Researchers led by Luke Zhu, a University of Manitoba business professor, conducted the study in two parts: the first to establish a link between gender-oriented advertising and food preference, and then an experiment to observe how gender-oriented advertising affects men and women’s perceptions of food’s taste.
During the first phase, researchers gave a randomized group of 93 people word puzzles intended to prompt feminine or masculine stereotypes, and then asked them to choose between food options like baked or fried chicken. Both women and men who were given feminine word puzzles predominantly chose the healthier food, while both sexes who were given masculine puzzles more often chose the unhealthy food.
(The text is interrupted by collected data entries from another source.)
PR #810, opened 2025-12-29
[tx] Implement multi-node support

pcmoritz:
This makes it possible to run SkyRL tx on multiple nodes. Rank 0 will run the full engine (including the database operations), and the other ranks will only execute the jax operations like forward_backward and sampling.

This can e.g. be run on a single node like
```
CUDA_VISIBLE_DEVICES=0,1,2,3 uv run --extra aws --extra gpu --extra tinker -m tx.tinker.api --base-model Qwen/Qwen3-8B --backend-config '{"max_lora_adapters": 3, "max_lora_rank": 1, "tensor_parallel_size": 4, "fully_sharded_data_parallel_size": 2, "train_micro_batch_size": 8, "sample_max_num_sequences": 256, "coordinator_address": "localhost:7777", "num_processes": 2}' > out1.log
```

and

```
CUDA_VISIBLE_DEVICES=4,5,6,7 uv run --extra aws --extra gpu --extra tinker -m tx.tinker.backends.jax --coordinator-address "localhost:7777" --num-processes 2 --process-id 1 > out2.log
```

### DIFF
--- a/skyrl-tx/tx/tinker/backends/jax.py
+++ b/skyrl-tx/tx/tinker/backends/jax.py
@@ -53,7 +53,6 @@ from tx.utils.models import (
     round_up_seq_len,
     resolve_model_path,
 )
-from tx.utils.storage import pack_and_upload, download_and_unpack
 from tx.utils.log import logger
 
 


skyrl-tx/tests/tinker/test_engine.py
```diff
@@ -14,6 +14,13 @@
 BASE_MODEL = "trl-internal-testing/tiny-Qwen3ForCausalLM"
 
 
+def make_engine(config: EngineConfig) -> TinkerEngine:
+    """Create TinkerEngine with JaxBackendImpl directly for test access to internals."""
+    engine = TinkerEngine(config)
+    engine.backend = engine.backend._backend
```
pcmoritz: I created an issue to fix this in https://github.com/NovaSky-AI/SkyRL/issues/819

skyrl-tx/tx/tinker/backends/backend.py
```diff
@@ -142,17 +142,6 @@ def save_sampler_checkpoint(self, output_path, model_id: str) -> None:
         """
         pass
 
-    @abstractmethod
-    def load_sampler_checkpoint(self, model_id: str, checkpoint_id: str, checkpoint_path) -> None:
```
pcmoritz, line 146: This is only called internally in JaxBackend in sample, so not part of the public interface (i.e. the functions that the engine needs to do its job)

Issue #812, opened 2025-12-30
SkyRL Refactor to the Tinker API


tyler-griggs:
## SkyRL Refactor to the Tinker API

Migrating `skyrl-train` and `skyrl-tx` -> `skyrl`: https://github.com/NovaSky-AI/SkyRL/issues/1145

tl;dr The SkyRL team is kicking off a refactor to make **SkyRL fully Tinker-compatible**.  We gladly welcome contributions to this effort! If you are interested, please comment in this issue or message us in the [slack workspace](https://join.slack.com/t/skyrl/shared_invite/zt-3f6ncn5b8-QawzK3uks6ka3KWoLwsi5Q).

### Overview

Tinker is a simple training API [introduced](https://thinkingmachines.ai/tinker/) by Thinking Machines Lab that nicely separates algorithm logic from infrastructure logic. We've spent quite a lot of time testing out the Tinker API through our **SkyRL tx** [project](https://github.com/NovaSky-AI/SkyRL/tree/main/skyrl-tx), and we’ve found the Tinker API to be compelling for a few key reasons:

- **API at the right leveI**: Tinker’s API surface is small and simple (`forward_backward`, `optim_step`, `sample`, checkpointing) and we’ve found it very effective at pushing all infrastructure logic below the API (worker onloading/offloading, micro-batching, gradient management) while leaving users with full algorithm and dataflow control above the API surface.
- **Flexibility**: Tinker’s low-level API of `forward_backward` and `optim_step` supports any weight-updating algorithms, allowing for flexible adaption to how researchers and practitioners want to perform post-training. In contrast, SkyRL’s training worker APIs are currently specific to algorithms like GRPO and PPO (such as explicit worker roles of Policy, Reference, etc.). Moving to the Tinker API allows the underlying worker implementations to also easily support SFT, DPO, or other weight-updating algorithms. 
- **Standardization & network effects**: We believe Tinker can become a widely-adopted standard for post-training, akin to OpenAI API’s adoption for inference, and are excited about the network effects this can unlock in open source. Today, it is difficult to adapt code written for one post-training framework to run effectively on another. In a future where more post-training stack developers implement Tinker backends and more researchers build atop the Tinker API, training scripts and libraries can be shared and adopted more easily across the community.

### Our goal
- **Full Tinker API compatibility**: Training scripts that target the Tinker API and can run on Thinking Machines’ hosted service will _run without any code changes on your own hardware using SkyRL's `skyrl-train` library._
[...]

PR #813, opened 2025-12-30
[tx] Add weight_decay to AdamParams for Tinker API compatibility

johnkitaoka:
Adds `weight_decay` parameter to `AdamParams` to match Tinker SDK expectations. Without this change, `weight_decay` values passed from Tinker SDK scripts are silently ignored by Pydantic's default `extra="ignore"` behavior. The optimizer runs with `weight_decay=0` regardless of user intent. 

Contributes to #812

### DIFF
--- a/skyrl-tx/tests/tinker/test_engine.py
+++ b/skyrl-tx/tests/tinker/test_engine.py
@@ -240,7 +240,7 @@ def test_process_optim_step_hyperparams_behavior():
         return float(optax.global_norm(delta))
 
     tiny_request = types.OptimStepInput(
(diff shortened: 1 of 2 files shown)


johnkitaoka:
Updated with the change in `skyrl-tx/tx/tinker/api.py` !

pcmoritz (approved):
Thanks a lot for the contribution! I pushed a small fix that removes the default from the type in types.py, it is better to not have defaults for these (where it makes sense) and only have the defaults at the API layer, so no default can accidentally sneak in.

In the second phase of the study, researchers gave each participant an identical blueberry muffin, packaged in multiple ways: feminine, masculine, and mixed-gender. (The feminine packaging was labeled “healthy” with an image of a ballerina; the masculine version was labeled ”mega” with an image of men playing football; the mixed versions paired the ”healthy” label with men playing football or the ”mega” label with a ballerina.)
Those who received muffins in mixed-gender packaging reported poorer taste than those who received packaging with solely masculine or feminine signals—even though all the muffins were the same.
That people’s perceptions of food are so entrenched in gender stereotypes leaves them confused and turned off by mixed-gender alternatives, Zhu tells Quartz. ”There is such an implicit association between gender and healthy eating now. And if [food companies] violate that association, it backfires,” he says. Taken to an extreme, gendered food marketing could lead men to, say, unconsciously choose sports-themed nachos over daintily-packaged, healthier options, and encourage women to binge on sugary pink yogurt because they assume it’s healthy.
Zhu advises that more research of larger, diverse groups could uncover ways for companies and health advocates to correct these deeply entrenched stereotypes, and help pre-programmed consumers move past them.